Malcolm Mackerras wrote last week that he was “quite confident in predicting there will be no by-elections during the current term”, since “Members of Parliament do not die these days”. I thought this rather a big call. The Sydney Morning Herald had this last year:

But what can be run through the abacus is the likelihood of one of the 150 MPs elected last month to the House of Representatives keeling over. And without sticking pins in any particular voodoo doll, the risk is high.

Story continues below According to Michael Sherris, professor of actuarial studies at the University of NSW, there is every chance Ms Gillard’s wafer-thin majority will be threatened with a byelection that would become an unwanted referendum on her government.

”I would be pretty confident there’s likely to be someone die in the next three years – what we don’t know is who it will be,” he said.

The average age of our new crop of MPs – both men and women – is a smidgin under 50, suggesting, said Professor Sherris, a 75 per cent chance one of the 150 will die in office, with cancer and heart disease the most likely killers. Body surfers among them will doubtless be directed to swim between the flags.

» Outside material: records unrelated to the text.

PR #3848, opened 2026-08-18
fix(monitors): check TLS certificate on the monitor's own port

### LINKED ISSUE #3646: SSL/TLS certificate expiry not checked on non standard https port

gorkem-bwl:
Fixes #3646.

The certificate expiry box showed "N/A" for any HTTPS monitor on a non-standard port.

## Cause

`fetchMonitorCertificate` parsed the monitor URL but passed only the hostname to `ssl-checker`, which then defaults to port 443. A monitor on `https://host:54321` therefore had the certificate of whatever answered on 443 inspected — or nothing at all, surfacing as "N/A".

## Fix

Pass the port from the monitor URL. `URL.port` is an empty string for the scheme's default port, so that case is mapped to 443 explicitly rather than through `Number()`, which would yield `NaN`. `ssl-checker` already accepts a port via `SSLOptions`, so there is no dependency or signature change.

Behaviour changes **only** for URLs that explicitly name a port:

| URL | before | after |
|---|---|---|
| `https://host` | 443 | 443 |
| `https://host:54321` | 443 | **54321** |
| `http://host` | 443 | 443 |
| `http://host:8080` | 443 | rejected (see below) |

## Second commit: plain-HTTP guard

Review surfaced an adjacent gap. Once the real port is passed, a plain-HTTP monitor on a non-default port (`http://host:8080`) would get a TLS handshake attempted against a port serving no TLS, returning a 500 carrying a raw OpenSSL error (`packet length too long`) instead of the previous silent "N/A".

The endpoint never checked the scheme — it was already wrong for `http://` monitors, just quietly so, since every such lookup went to 443. It now guards on the protocol and fails with a clean 400 before opening a socket.

## Verification

- 8 regression tests: the reported non-standard-port case, the default-port fallback, an explicit `:443`, a NaN guard, and both plain-HTTP cases (each asserting the checker is never invoked).
- Verified by reverting: the 3 port assertions fail without the port fix; both HTTP assertions fail without the scheme guard.
- Edge cases checked — IPv6 literals, embedded credentials, and trailing-dot hosts all derive correctly.
- `npm run build` clean; full server suite **1379 passing across 82 suites**.

### DIFF
--- a/server/src/api/controllers/controllerUtils.ts
+++ b/server/src/api/controllers/controllerUtils.ts
@@ -11,9 +11,14 @@ const DEFAULT_HTTPS_PORT = 443;
 
 export const fetchMonitorCertificate = async (checker: SSLCheckerType, monitor: Monitor): Promise<SSLDetails> => {
 	const monitorUrl = new URL(monitor.url);
+	// A plain-HTTP monitor serves no certificate. Reject before dialing, so the
+	// caller gets this instead of a raw OpenSSL handshake error from the socket.
+	if (monitorUrl.protocol !== "https:") {
+		throw new AppError({ message: "Certificate is only available for HTTPS monitors", status: 400 });
+	}
 	const hostname = monitorUrl.hostname;
-	// URL.port is "" for default ports, so fall back to 443; without this the
-	// certificate of a monitor on a non-standard port was probed on 443.
+	// URL.port is "" for the scheme's default port, so fall back to 443; without
+	// this the certificate of a monitor on a non-standard port was probed on 443.
 	const port = monitorUrl.port === "" ? DEFAULT_HTTPS_PORT : Number(monitorUrl.port);
 	const cert = await checker(hostname, { port });
 	if (cert?.validTo === null || cert?.validTo === undefined) {
--- a/server/src/api/controllers/controllerUtils.ts
+++ b/server/src/api/controllers/controllerUtils.ts
@@ -8,6 +8,9 @@ type SSLCheckerType = typeof sslChecker;
 type WhoisModule = typeof whoiser;
 
 const DEFAULT_HTTPS_PORT = 443;
+// Ports are user-defined, so a probe can dial something that accepts the
+// connection and never completes the handshake. Bound the wait explicitly.
+const CERTIFICATE_TIMEOUT_MS = 10_000;
 
 export const fetchMonitorCertificate = async (checker: SSLCheckerType, monitor: Monitor): Promise<SSLDetails> => {
 	const monitorUrl = new URL(monitor.url);
@@ -20,7 +23,7 @@ export const fetchMonitorCertificate = async (checker: SSLCheckerType, monitor: 
 	// URL.port is "" for the scheme's default port, so fall back to 443; without
 	// this the certificate of a monitor on a non-standard port was probed on 443.
 	const port = monitorUrl.port === "" ? DEFAULT_HTTPS_PORT : Number(monitorUrl.port);
-	const cert = await checker(hostname, { port });
+	const cert = await checker(hostname, { port, timeout: CERTIFICATE_TIMEOUT_MS });
 	if (cert?.validTo === null || cert?.validTo === undefined) {
 		throw new Error("Certificate not found");
 	}
--- a/server/src/api/controllers/controllerUtils.ts
+++ b/server/src/api/controllers/controllerUtils.ts
@@ -7,10 +7,15 @@ import { parse as parseDomain } from "tldts";
 type SSLCheckerType = typeof sslChecker;
 type WhoisModule = typeof whoiser;
 
+const DEFAULT_HTTPS_PORT = 443;
+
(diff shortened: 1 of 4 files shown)


server/src/api/controllers/controllerUtils.ts
```diff
@@ -7,10 +7,20 @@ import { parse as parseDomain } from "tldts";
...
+	// A plain-HTTP monitor serves no certificate. Reject before dialing, so the
+	// caller gets this instead of a raw OpenSSL handshake error from the socket.
+	if (monitorUrl.protocol !== "https:") {
+		throw new AppError({ message: "Certificate is only available for HTTPS monitors", status: 400 });
+	}
 	const hostname = monitorUrl.hostname;
-	const cert = await checker(hostname);
+	// URL.port is "" for the scheme's default port, so fall back to 443; without
+	// this the certificate of a monitor on a non-standard port was probed on 443.
+	const port = monitorUrl.port === "" ? DEFAULT_HTTPS_PORT : Number(monitorUrl.port);
```
ajhollid, line 25: If we're going to allow arbitrary user-defined ports here we should add a timeout to the ssl checker request or we could hang indefinitely

server/test/unit/utils/monitorCertificate.test.ts
```diff
@@ -0,0 +1,97 @@
+import { describe, expect, it } from "@jest/globals";
+import { fetchMonitorCertificate } from "../../../src/api/controllers/controllerUtils.ts";
+import type { Monitor } from "../../../src/domain/monitors/monitor.type.ts";
+import type { SSLDetails, SSLOptions } from "ssl-checker";
+
+// Regression cover for #3646: the certificate probe parsed the monitor URL but
+// dropped its port, so a monitor on a non-standard port had its certificate
+// checked on 443 and surfaced as "N/A" in the UI.
```
ajhollid: This comment can be removed

server/src/api/controllers/controllerUtils.ts
```diff
@@ -7,10 +7,20 @@ import { parse as parseDomain } from "tldts";
...
 
+const DEFAULT_HTTPS_PORT = 443;
+
 export const fetchMonitorCertificate = async (checker: SSLCheckerType, monitor: Monitor): Promise<SSLDetails> => {
 	const monitorUrl = new URL(monitor.url);
+	// A plain-HTTP monitor serves no certificate. Reject before dialing, so the
+	// caller gets this instead of a raw OpenSSL handshake error from the socket.
+	if (monitorUrl.protocol !== "https:") {
+		throw new AppError({ message: "Certificate is only available for HTTPS monitors", status: 400 });
+	}
```
ajhollid, line 21: The details page currently makes a request to fetch monitor certificates on 443 regardless of monitor type.  Now that we're guaranteed to throw an error on non https type monitors we'll get an error on every visit to the details page.

The client should have the same gating on protocol added as well so we don't make requests to fetch certificates for non-https monitors

ajhollid (changes requested):
Looks good for the most part, some minor changes needed and we're good to go!

server/src/api/controllers/controllerUtils.ts
gorkem-bwl: Added. `CERTIFICATE_TIMEOUT_MS = 10_000` is now passed to the checker.

`ssl-checker` already wires a `timeout` listener that rejects with "Timed Out", but its defaults set no timeout so it never fired — passing one activates it. The bundled type declaration is a hand-maintained subset of `https.RequestOptions` and had omitted `timeout`, so it is added there too. Covered by a new assertion in the test file.

server/test/unit/utils/monitorCertificate.test.ts
gorkem-bwl: Removed.

server/src/api/controllers/controllerUtils.ts
gorkem-bwl: Good catch — you were right that the details page would 400 on every visit.

Gated client side to match. The subtlety is that `http` is a single monitor type covering both schemes, so an `http://` monitor passed the existing `monitor?.type !== "http"` check and requested a certificate anyway. `isHttpsUrl` now parses the monitor URL and the request is skipped unless the scheme is `https:`, so the stat box falls back to "N/A" as it did before rather than surfacing an error.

History tips the balance even more in favour of a state funeral. Professor Sherris points out that in Australia’s federal history there have been on average 1.5 deaths causing byelections in each Parliament.

Highlights from the latest Democratic Audit Update:

• Melbourne University Press will this month publish a book entitled Electoral Democracy: Australian Prospects, edited by Joo-Cheong Tham, Brian Costar and Graeme Orr, which will examine “pressing debates about the regulation of political finance, parties and representation in Australia”.

• Submissions are invited for the Victorian parliamentary Electoral Matters Committee’s inquiry into the November state election.

• The Queensland Parliament last month passed legislation imposing caps on political donations and electoral expenditure, and raising public funding of parties and candidates.

Author: William Bowe

William Bowe is a Perth-based election analyst and occasional teacher of political science. His blog, The Poll Bludger, has existed in one form or another since 2004, and is one of the most heavily trafficked websites on Australian politics.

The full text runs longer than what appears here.